I'm as guilty as anyone regarding this show of discrimination. My basic defense usually falls back on the fact that an artist has paid their dues and repeatedly impressed. I also take into account the context of the lyric.

Case in point for Nick Cave and the Bad Seeds and the song "We Call Upon the Author." It's from his excellent CD Dig!!! Lazarus Dig!!!

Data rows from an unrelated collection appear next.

PR #947, opened 2017-09-18
image installs blog post

Raboo:
Ok, here is the re-post of my blog post about image installs.
Let me know if there is something I need to change or fix.

### DIFF
--- a/_posts/2017-09-19-linux-image-installs-for-bare-metal.md
+++ b/_posts/2017-09-19-linux-image-installs-for-bare-metal.md
@@ -1,7 +1,7 @@
 ---
 layout: post
 title: Linux image installs for Bare Metal
-date: 2017-09-19 01:33:07
+date: 2017-10-18 01:33:07
 author: Elias Abacioglu
 tags:
 - foreman
--- a/_posts/2017-09-19-linux-image-installs-for-bare-metal.md
+++ b/_posts/2017-09-19-linux-image-installs-for-bare-metal.md
@@ -1,0 +1,51 @@
+---
+layout: post
+title: Linux image installs for Bare Metal
+date: 2017-09-19 01:33:07
+author: Elias Abacioglu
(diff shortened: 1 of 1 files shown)


mmoll:
Content-wise this is good, I think. Maybe the division of the paragraphs and line breaks could be a bit tweaked, it looks a bit like copypasting text from a word document into wordpress (or something like that ;)) in my rendered version.

Raboo:
Well I'm not a seasoned blogger.. I had those extra line breaks to make it easier to read. But they are removed. Does this look better?

ohadlevy:
@Raboo nice :) /cc @lzap

lzap:
Yeah thanks. I clearly remember me saying by the beer that I will finish my POC patch "very soon". It's year ago now and it is still there. It now uses udpcast but I have a better idea now - incorporate remote execution into discovered hosts. Should not be hard, then you would initiate provisioning or partitioning via Foreman powerful template system. How is that? Do you use ReX?

Raboo:
It all sounds good as a goal. Would be a lot faster than having to reboot into the same image..
But lets not overextend :) Time is a big constrain, so small steps until we reach the goal.

I've been running baremetal image installs in production since shortly after CfgMgmtCamp 2017.
I haven't had much problems and it's a lot easier to maintain than those preseed.

@lzap what is ReX?

Hmm why are we discussing this in a PR?
Just ping me on IRC 😃

lzap:
It renders fine, I see a bunch of tags but they does not seem to be used at all.

lzap:
Thanks @Raboo

Raboo:
True, the tags don't show, don't know why..

GregSutcliffe:
Hmm, they used to be displayed, something must have gotten "tidied up" somewhere. I'll take a look when I have a moment :)

Thanks @Raboo btw!

PR #955, opened 2017-10-11
Fix class import filter regex

ekohl:
This made it work for me. I've only changed 1.15 and 1.16 since I confirmed it on 1.15. Might need to be fixed in older releases as well.


dLobatog (approved):
Thanks @ekohl

PR #963, opened 2017-11-01
Instruct to stop Katello before yum update

akofink:
Step 17 in the [downstream docs](https://access.redhat.com/documentation/en-us/red_hat_satellite/6.2/html/installation_guide/upgrading_satellite_server_and_capsule_server).

### DIFF
--- a/plugins/katello/3.5/upgrade/index.md
+++ b/plugins/katello/3.5/upgrade/index.md
@@ -48,6 +48,11 @@ Update the Foreman and Katello release packages:
 
 ## Step 4 - Update Packages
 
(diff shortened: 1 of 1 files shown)


chris1984 (approved):
LGTM

mmoll:
merged, thanks @akofink!

ekohl:
Would it make sense to do this in the 3.4 docs as well?

akofink:
I do believe this applies to 3.4. @ehelms?

ehelms:
It should but we haven't tested it. So I am tempted to not put it in the instructions.

PR #1725, opened 2020-11-05
foreman 2.2: Fix service name in upgrade docs

bastelfreak:


_includes/manuals/2.2/3.6_upgrade.md
```diff
@@ -32,7 +32,7 @@ For more information about how to backup your instance head over to
 #### Step 2 - Perform the upgrade
 
 Before proceeding, it is necessary to shutdown the Foreman instance (e.g.
-`service httpd stop` or `service apache2 stop` usually).
+`service foreman stop` or `service foreman stop` usually).
```
bastelfreak: I'm not sure if it's still supported to run foreman through apache. If that's the case I can update the wording.

ekohl: It is. Note that we're also working on systemd socket activation in which case `foreman.socket` should also be stopped. Perhaps it should be changed to `systemctl stop httpd foreman.service foreman.socket`?

bastelfreak: updated it. It now assumes systemctl is available. I'm not sure if foreman still supports distributions so old that they don't have systemd, but I would also assume listing `service` isn't required for those rare cases.

ekohl: No, we're moving away from those.

_includes/manuals/2.2/3.6_upgrade.md
```diff
@@ -32,7 +32,8 @@ For more information about how to backup your instance head over to
 #### Step 2 - Perform the upgrade
 
 Before proceeding, it is necessary to shutdown the Foreman instance (e.g.
-`service httpd stop` or `service apache2 stop` usually).
+`systemctl stop httpd foreman.service foreman.socket` or
+`systemctl apache foreman.service foreman.socket` usually).
```
tbrisker: missed the stop here
```suggestion
`systemctl stop apache foreman.service foreman.socket` usually).
```

tbrisker (changes requested):
Thanks @bastelfreak, could you also apply the same change to the 2.3 and nightly manuals?

bastelfreak:
@tbrisker I hope I hit all occurrences.

tbrisker (approved):
Thanks @bastelfreak !

PR #1726, opened 2020-11-06
Katello 3.18 RC1 documentation

jturel:


chris1984 (approved):
ACK, all images are there in the user guide, 0 broken links and can see RC1 next to the version. API doc is generated as well.

PR #1727, opened 2020-11-09
Bump 3.17 version to GA

chris1984:


chris1984:
@jturel for when 3.17.0 gem gets pushed

jturel:
also need to set 3.17 as latest version : https://github.com/theforeman/theforeman.org/blob/256f7da0f1a1ee04312e4c44b7083e60d0bb9e70/_config.yml#L114

chris1984:
@jturel nice catch, updated.

jturel (approved):

chris1984:
@jturel finished testing 3.17.0 and everything looks good. Can this get a merge and I will make the announcement.

PR #1742, opened 2020-12-07
add el8 to osmenu.js list

evgeni:
otherwise it will never show the el8-specific entries

### DIFF
--- a/static/js/osmenu.js
+++ b/static/js/osmenu.js
@@ -3,9 +3,11 @@ $(document).ready(function(){
         'rhel5': [],
         'rhel6': ['el6'],
         'rhel7': ['el7'],
+        'rhel8': ['el8'],
         'el5': [],
         'el6': [],
         'el7': [],
+        'el8': []
         'f22': [],
         'f23': [],
         'f25': [],


static/js/osmenu.js
```diff
@@ -6,6 +6,7 @@ $(document).ready(function(){
         'el5': [],
```
ekohl, line 7: The line above this, should it also add `rhel8`? Haven't looked at the actual code.

evgeni: no, nothing uses "rhel8" via osmenu.js

the only place that uses "rhel8" is quickstart_installation.md -- and that has own JS.

I'll add it nevertheless, so that we can use it later

pcreech (approved):
ack

static/js/osmenu.js
```diff
@@ -3,9 +3,11 @@ $(document).ready(function(){
         'rhel5': [],
         'rhel6': ['el6'],
         'rhel7': ['el7'],
+        'rhel8': ['el8'],
         'el5': [],
         'el6': [],
         'el7': [],
+        'el8': []
```
evgeni, line 10: damn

Cave has been known to be quite the intense fellow, so his latest album with the Bad Seeds came as a surprise because of its liberal use of humor. I usually like to line up Dig!!! Lazarus Dig!!! alongside another band who is big into literary composition: The Dirty Projectors. In the liner notes of that band's last album, Bitte Orca, there is a photo of the band's cagey frontman Dave Longstreth staring into the eyes of Nietzsche. The photo was ridiculous, ripe for parody. The same can be said for the album, an example of Brooklyn hipsterdom run a mock.

As much as Bitte Orca grates me, I can't help admit that I gave Nick Cave a pass for pulling a similar trick throughout Dig!!! Lazarus Dig!!! That album is rich with literary references that if done by any upstart indie band, I would most likely dismiss as woefully pretentious. But it fits Cave perfectly. Why? Most likely because Cave has the luxury of amassing years of credibility. But even if Dig!!! Lazarus Dig!!! was his debut album, I could still give his literary references a pass because they're so damn funny. A band like Dirty Projectors may sing about reading Bukowski on a rooftop. Cave just shouts the bastard down.

Bukowski was a jerk, Berryman was the best
He wrote like wet paper maché but he went the Hemingway

Could an artist other than Nick Cave get away with writing a lyric like that without sounding pretentious? Probably. Could any other artist do it with such a shit-eating grin? Likely not.